● Exercise requirements
All that is needed is each line of the entries holding the word "directly", copied as it stands.

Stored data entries
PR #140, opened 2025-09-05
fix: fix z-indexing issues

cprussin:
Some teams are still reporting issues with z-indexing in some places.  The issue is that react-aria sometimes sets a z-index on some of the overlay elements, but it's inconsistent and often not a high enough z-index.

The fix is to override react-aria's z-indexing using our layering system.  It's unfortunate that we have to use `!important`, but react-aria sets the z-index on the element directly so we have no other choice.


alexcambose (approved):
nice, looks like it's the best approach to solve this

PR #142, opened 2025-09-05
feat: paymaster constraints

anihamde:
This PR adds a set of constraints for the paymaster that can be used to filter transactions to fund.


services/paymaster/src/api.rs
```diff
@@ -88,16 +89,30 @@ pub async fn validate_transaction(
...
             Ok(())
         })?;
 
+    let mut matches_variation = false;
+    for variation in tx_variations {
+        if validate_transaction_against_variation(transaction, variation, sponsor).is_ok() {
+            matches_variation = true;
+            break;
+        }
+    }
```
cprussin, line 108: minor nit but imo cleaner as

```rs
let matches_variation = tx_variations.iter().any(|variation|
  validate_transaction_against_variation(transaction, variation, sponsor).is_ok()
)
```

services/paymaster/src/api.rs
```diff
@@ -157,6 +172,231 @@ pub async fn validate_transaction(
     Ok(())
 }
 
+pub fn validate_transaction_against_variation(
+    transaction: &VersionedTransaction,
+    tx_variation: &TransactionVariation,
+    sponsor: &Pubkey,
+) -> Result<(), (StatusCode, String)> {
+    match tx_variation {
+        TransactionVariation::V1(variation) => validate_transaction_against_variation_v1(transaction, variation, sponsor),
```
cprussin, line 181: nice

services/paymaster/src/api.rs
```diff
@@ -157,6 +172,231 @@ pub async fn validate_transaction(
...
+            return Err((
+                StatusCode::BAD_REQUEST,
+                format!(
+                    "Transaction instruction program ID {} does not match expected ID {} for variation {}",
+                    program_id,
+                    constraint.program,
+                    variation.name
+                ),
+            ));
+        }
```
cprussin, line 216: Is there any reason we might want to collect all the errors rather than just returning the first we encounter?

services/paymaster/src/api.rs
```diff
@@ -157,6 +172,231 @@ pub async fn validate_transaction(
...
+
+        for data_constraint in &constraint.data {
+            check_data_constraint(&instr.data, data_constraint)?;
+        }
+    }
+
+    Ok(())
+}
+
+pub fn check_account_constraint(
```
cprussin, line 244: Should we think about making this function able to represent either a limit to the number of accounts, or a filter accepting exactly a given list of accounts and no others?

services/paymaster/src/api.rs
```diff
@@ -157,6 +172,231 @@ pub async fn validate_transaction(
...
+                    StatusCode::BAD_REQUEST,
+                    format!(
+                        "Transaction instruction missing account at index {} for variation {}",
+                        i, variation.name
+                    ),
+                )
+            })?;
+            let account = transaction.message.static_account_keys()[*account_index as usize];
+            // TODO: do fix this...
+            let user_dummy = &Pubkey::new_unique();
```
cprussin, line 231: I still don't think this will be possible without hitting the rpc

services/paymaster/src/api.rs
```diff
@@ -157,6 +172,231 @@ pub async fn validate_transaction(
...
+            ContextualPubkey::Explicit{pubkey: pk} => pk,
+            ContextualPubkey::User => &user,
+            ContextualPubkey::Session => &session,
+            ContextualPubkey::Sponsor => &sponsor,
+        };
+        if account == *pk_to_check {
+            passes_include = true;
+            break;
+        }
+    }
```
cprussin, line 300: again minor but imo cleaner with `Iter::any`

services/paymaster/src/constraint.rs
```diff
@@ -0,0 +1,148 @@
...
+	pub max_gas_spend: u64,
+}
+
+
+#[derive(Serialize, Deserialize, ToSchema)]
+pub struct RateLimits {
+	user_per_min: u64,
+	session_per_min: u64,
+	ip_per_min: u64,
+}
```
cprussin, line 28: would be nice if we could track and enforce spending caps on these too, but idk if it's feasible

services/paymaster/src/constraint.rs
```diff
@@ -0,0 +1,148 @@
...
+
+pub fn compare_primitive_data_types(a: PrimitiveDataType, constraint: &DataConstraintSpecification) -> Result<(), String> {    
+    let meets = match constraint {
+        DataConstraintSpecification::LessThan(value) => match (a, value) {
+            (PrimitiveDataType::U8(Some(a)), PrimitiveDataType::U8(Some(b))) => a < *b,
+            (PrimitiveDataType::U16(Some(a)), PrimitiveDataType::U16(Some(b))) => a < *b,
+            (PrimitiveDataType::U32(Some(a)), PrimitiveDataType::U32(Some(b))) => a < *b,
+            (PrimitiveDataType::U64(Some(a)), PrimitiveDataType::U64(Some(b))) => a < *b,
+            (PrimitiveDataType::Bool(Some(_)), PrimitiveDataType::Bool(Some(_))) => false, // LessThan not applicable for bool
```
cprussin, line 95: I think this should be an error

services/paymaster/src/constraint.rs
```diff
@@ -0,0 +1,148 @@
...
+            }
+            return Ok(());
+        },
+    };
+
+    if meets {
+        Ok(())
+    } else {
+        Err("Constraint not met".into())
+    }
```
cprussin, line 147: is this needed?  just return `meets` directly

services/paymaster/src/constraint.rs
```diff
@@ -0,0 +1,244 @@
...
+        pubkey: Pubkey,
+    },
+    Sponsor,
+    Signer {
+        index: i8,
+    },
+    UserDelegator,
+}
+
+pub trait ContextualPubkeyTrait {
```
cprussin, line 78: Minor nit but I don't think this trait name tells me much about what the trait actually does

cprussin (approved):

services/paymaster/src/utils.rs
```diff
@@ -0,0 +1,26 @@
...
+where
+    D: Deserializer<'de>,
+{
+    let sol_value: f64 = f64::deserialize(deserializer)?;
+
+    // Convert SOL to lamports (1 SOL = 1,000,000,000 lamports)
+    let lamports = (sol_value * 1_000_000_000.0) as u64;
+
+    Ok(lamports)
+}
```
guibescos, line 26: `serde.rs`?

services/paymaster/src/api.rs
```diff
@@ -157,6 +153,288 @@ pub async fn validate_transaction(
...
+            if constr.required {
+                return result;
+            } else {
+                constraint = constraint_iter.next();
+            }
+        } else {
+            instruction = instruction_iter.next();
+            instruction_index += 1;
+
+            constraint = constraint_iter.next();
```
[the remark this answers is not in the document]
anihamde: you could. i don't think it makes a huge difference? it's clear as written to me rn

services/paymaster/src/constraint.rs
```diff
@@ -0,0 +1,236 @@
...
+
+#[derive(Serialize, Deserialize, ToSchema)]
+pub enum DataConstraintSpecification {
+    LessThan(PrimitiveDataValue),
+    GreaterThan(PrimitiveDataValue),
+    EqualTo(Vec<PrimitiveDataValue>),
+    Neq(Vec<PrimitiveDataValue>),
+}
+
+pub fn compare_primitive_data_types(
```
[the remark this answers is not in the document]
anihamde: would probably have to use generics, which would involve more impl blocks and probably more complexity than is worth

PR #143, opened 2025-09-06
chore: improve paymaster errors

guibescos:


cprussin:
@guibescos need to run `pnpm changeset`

● Output of the exercise
The fix is to override react-aria's z-indexing using our layering system.  It's unfortunate that we have to use `!important`, but react-aria sets the z-index on the element directly so we have no other choice.
cprussin, line 147: is this needed?  just return `meets` directly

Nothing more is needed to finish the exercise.